┌────────
Issue #627, opened 2017-10-24
`stratis pool list` only works second time with freshly started daemon


agrover:
There seems to be some sort of startup-related thing that is causing a first request to get all objects properly exported on DBus.

1. start stratisd
1. create a pool (if one doesn't exist)
1. restart stratisd
1. `stratis pool list` 1st time shows nothing
1. `stratis pool list` 2nd time shows the existing pool

PR #638, opened 2017-10-30
dbus api: Handle deferred at start up

tasleson:
When api::connect is executed the code iterates over the engine processing
all the objects.  It makes calls to create_dbus_pool, create_dbus_filesystem,
and create dbus_block_dev.  The problem is all of these functions add the
changes to the "action" queue.  Thus when then the first client does any
method call it will appear the system is empty until after we process
the deferred event queue after handling the initial request.

This change moves the deferred processing into a separate function and
calls it in api::connect before returning, so that the tree has all the
queued objects applied to it.

Resolves: #627

### DIFF
--- a/src/dbus_api/api.rs
+++ b/src/dbus_api/api.rs
@@ -34,7 +34,7 @@ use stratis::VERSION;
 use super::filesystem::create_dbus_filesystem;
 use super::blockdev::create_dbus_blockdev;
 use super::pool::create_dbus_pool;
-use super::types::{DeferredAction, DbusContext, DbusErrorEnum, TData};
+use super::types::{ActionQueue, DeferredAction, DbusContext, DbusErrorEnum, TData};
 use super::util::STRATIS_BASE_PATH;
 use super::util::STRATIS_BASE_SERVICE;
 use super::util::code_to_message_items;
@@ -262,7 +262,7 @@ pub fn connect(engine: Rc<RefCell<Engine>>)
 
     let local_engine = Rc::clone(&engine);
 
-    let (tree, object_path) = get_base_tree(DbusContext::new(engine));
+    let (mut tree, object_path) = get_base_tree(DbusContext::new(engine));
     let dbus_context = tree.get_data().clone();
 
     // This should never panic as create_dbus_pool(),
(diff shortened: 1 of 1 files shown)


src/dbus_api/api.rs
```diff
@@ -282,9 +282,31 @@ pub fn connect(engine: Rc<RefCell<Engine>>)
 
     c.register_name(STRATIS_BASE_SERVICE, NameFlag::ReplaceExisting as u32)?;
 
+    process_deferred_actions(&c, &mut tree, &dbus_context)?;
+
     Ok((c, tree, dbus_context))
 }
 
+fn process_deferred_actions(c: &Connection,
```
mulkieran: Please put header comment on this method.

src/dbus_api/api.rs
```diff
@@ -299,19 +321,8 @@ pub fn handle(c: &Connection,
...
-                    c.register_object_path(path.get_name())?;
-                    tree.insert(path);
-                }
-                DeferredAction::Remove(path) => {
-                    c.unregister_object_path(&path);
-                    tree.remove(&path);
-                }
-            }
-        }
+        // Take all adds/removes from tree and handle them
```
mulkieran: Please drop this comment.

src/dbus_api/api.rs
mulkieran: Are you able to pass only the actions, not the whole context.?

tasleson: I tried, but after spending way too much time I gave up.

src/dbus_api/api.rs
tasleson: Done

src/dbus_api/api.rs
tasleson: Done

agrover:
@tasleson I pushed a commit to pass actions instead of entire DbusContext, please take a look.

tasleson:
@agrover LGTM, Thanks!

agrover:
ok cool. If you'd be so kind as to squash it into the previous commit, we may be ready for final review.

tasleson:
@agrover Commit squashed and I re-based, so hopefully this will pass CI with a new updated clippy.

agrover:
👍 , merging even though clippy is broken. Thanks!

PR #640, opened 2017-11-01
Make process_deferred_actions take a simple ActionQueue argument

mulkieran:
The advantages of this are that process_deferred_actions has a cleaner
interface, and the borrow_mut()'s are all in the places that they occur
rather than hidden in process_deferred_actions. This makes it a bit easier
to track them and to make sure that they do not conflict with other
borrows.


agrover:
👍

mulkieran:
This is only a smidge short of trivial, and it's acked, so I'll go ahead and merge.

Issue #591, opened 2017-10-04
Remove constants from Manager interface once stratis-cli v0.0.4 is released


mulkieran:
And then add them to the D-Bus API doc.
└────────
Problem —
Check the entries above for the word "DbusErrorEnum" and copy every line where it turns up.

Finished task —
-use super::types::{DeferredAction, DbusContext, DbusErrorEnum, TData};
+use super::types::{ActionQueue, DeferredAction, DbusContext, DbusErrorEnum, TData};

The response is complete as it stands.